## [Your goal]
Go to the line containing "Add test for" in the records below and print it and every following line exactly, on through the line containing "Ms2ger, line 56: I", then stop.

Source data Block Start

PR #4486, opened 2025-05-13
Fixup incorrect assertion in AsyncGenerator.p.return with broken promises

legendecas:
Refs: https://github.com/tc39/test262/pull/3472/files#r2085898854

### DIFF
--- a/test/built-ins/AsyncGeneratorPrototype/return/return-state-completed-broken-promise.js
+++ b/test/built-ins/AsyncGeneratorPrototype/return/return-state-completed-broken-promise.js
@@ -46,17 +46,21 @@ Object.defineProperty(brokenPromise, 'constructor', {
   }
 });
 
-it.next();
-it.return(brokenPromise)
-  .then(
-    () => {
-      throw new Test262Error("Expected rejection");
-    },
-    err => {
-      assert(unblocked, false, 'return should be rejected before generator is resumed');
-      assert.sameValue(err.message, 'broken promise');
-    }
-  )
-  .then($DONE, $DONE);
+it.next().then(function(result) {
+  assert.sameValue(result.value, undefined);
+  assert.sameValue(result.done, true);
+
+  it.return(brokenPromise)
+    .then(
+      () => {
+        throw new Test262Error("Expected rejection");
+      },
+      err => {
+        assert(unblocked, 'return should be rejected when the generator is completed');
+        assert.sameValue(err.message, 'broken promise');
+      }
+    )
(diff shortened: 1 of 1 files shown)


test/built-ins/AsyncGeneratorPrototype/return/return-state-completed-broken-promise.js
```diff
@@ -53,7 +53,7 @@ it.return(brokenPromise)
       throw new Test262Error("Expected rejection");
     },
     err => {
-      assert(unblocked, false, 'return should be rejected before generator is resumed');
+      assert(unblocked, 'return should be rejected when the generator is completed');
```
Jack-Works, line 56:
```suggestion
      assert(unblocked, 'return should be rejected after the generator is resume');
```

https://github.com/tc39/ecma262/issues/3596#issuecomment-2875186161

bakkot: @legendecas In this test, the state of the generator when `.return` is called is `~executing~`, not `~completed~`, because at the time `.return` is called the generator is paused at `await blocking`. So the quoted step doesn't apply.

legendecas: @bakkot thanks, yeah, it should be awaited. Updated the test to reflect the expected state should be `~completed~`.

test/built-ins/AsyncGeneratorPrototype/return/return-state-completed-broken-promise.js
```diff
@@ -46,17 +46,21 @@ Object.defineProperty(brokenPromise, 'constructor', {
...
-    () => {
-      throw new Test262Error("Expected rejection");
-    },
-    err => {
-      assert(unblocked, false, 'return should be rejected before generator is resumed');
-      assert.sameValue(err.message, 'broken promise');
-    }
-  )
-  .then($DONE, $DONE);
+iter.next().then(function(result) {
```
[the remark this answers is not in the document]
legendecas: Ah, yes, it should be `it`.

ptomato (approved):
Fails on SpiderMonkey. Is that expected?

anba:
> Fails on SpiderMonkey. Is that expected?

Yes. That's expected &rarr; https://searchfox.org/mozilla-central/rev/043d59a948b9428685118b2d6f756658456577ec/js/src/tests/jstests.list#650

Source data Block End
Source data Block Start

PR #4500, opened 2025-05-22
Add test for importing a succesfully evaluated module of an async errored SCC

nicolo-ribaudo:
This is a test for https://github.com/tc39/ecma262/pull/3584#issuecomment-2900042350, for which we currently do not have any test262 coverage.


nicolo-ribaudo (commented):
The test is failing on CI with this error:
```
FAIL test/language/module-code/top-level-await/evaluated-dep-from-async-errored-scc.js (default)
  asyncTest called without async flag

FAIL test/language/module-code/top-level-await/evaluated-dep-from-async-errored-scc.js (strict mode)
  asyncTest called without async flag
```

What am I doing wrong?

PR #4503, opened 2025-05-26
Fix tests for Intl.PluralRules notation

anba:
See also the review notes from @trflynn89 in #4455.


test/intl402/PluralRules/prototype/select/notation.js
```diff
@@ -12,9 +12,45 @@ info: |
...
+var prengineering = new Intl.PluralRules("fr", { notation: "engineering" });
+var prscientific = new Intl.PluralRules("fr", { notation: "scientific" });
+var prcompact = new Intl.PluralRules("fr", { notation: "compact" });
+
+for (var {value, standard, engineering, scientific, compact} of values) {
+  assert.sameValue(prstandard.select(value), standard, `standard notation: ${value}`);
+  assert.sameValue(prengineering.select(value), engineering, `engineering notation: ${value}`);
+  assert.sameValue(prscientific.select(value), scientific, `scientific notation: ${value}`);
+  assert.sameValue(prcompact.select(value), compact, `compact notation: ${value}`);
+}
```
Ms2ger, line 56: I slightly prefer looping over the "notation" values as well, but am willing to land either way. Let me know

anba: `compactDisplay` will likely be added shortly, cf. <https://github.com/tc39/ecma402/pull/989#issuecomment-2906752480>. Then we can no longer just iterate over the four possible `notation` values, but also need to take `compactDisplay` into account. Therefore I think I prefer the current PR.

Source data Block End
Source data Block Start

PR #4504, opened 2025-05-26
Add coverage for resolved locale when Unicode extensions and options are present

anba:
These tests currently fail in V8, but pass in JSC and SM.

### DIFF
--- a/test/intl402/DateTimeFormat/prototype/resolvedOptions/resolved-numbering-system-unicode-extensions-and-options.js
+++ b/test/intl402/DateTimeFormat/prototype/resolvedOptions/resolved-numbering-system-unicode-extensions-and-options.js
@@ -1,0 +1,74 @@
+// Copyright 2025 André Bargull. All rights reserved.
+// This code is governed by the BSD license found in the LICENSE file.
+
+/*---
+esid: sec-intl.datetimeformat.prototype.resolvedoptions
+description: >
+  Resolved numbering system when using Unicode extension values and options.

Source data Block End

## [Expected answer]
Add test for importing a succesfully evaluated module of an async errored SCC

nicolo-ribaudo:
This is a test for https://github.com/tc39/ecma262/pull/3584#issuecomment-2900042350, for which we currently do not have any test262 coverage.


nicolo-ribaudo (commented):
The test is failing on CI with this error:
```
FAIL test/language/module-code/top-level-await/evaluated-dep-from-async-errored-scc.js (default)
  asyncTest called without async flag

FAIL test/language/module-code/top-level-await/evaluated-dep-from-async-errored-scc.js (strict mode)
  asyncTest called without async flag
```

What am I doing wrong?

PR #4503, opened 2025-05-26
Fix tests for Intl.PluralRules notation

anba:
See also the review notes from @trflynn89 in #4455.


test/intl402/PluralRules/prototype/select/notation.js
```diff
@@ -12,9 +12,45 @@ info: |
...
+var prengineering = new Intl.PluralRules("fr", { notation: "engineering" });
+var prscientific = new Intl.PluralRules("fr", { notation: "scientific" });
+var prcompact = new Intl.PluralRules("fr", { notation: "compact" });
+
+for (var {value, standard, engineering, scientific, compact} of values) {
+  assert.sameValue(prstandard.select(value), standard, `standard notation: ${value}`);
+  assert.sameValue(prengineering.select(value), engineering, `engineering notation: ${value}`);
+  assert.sameValue(prscientific.select(value), scientific, `scientific notation: ${value}`);
+  assert.sameValue(prcompact.select(value), compact, `compact notation: ${value}`);
+}
```
Ms2ger, line 56: I slightly prefer looping over the "notation" values as well, but am willing to land either way. Let me know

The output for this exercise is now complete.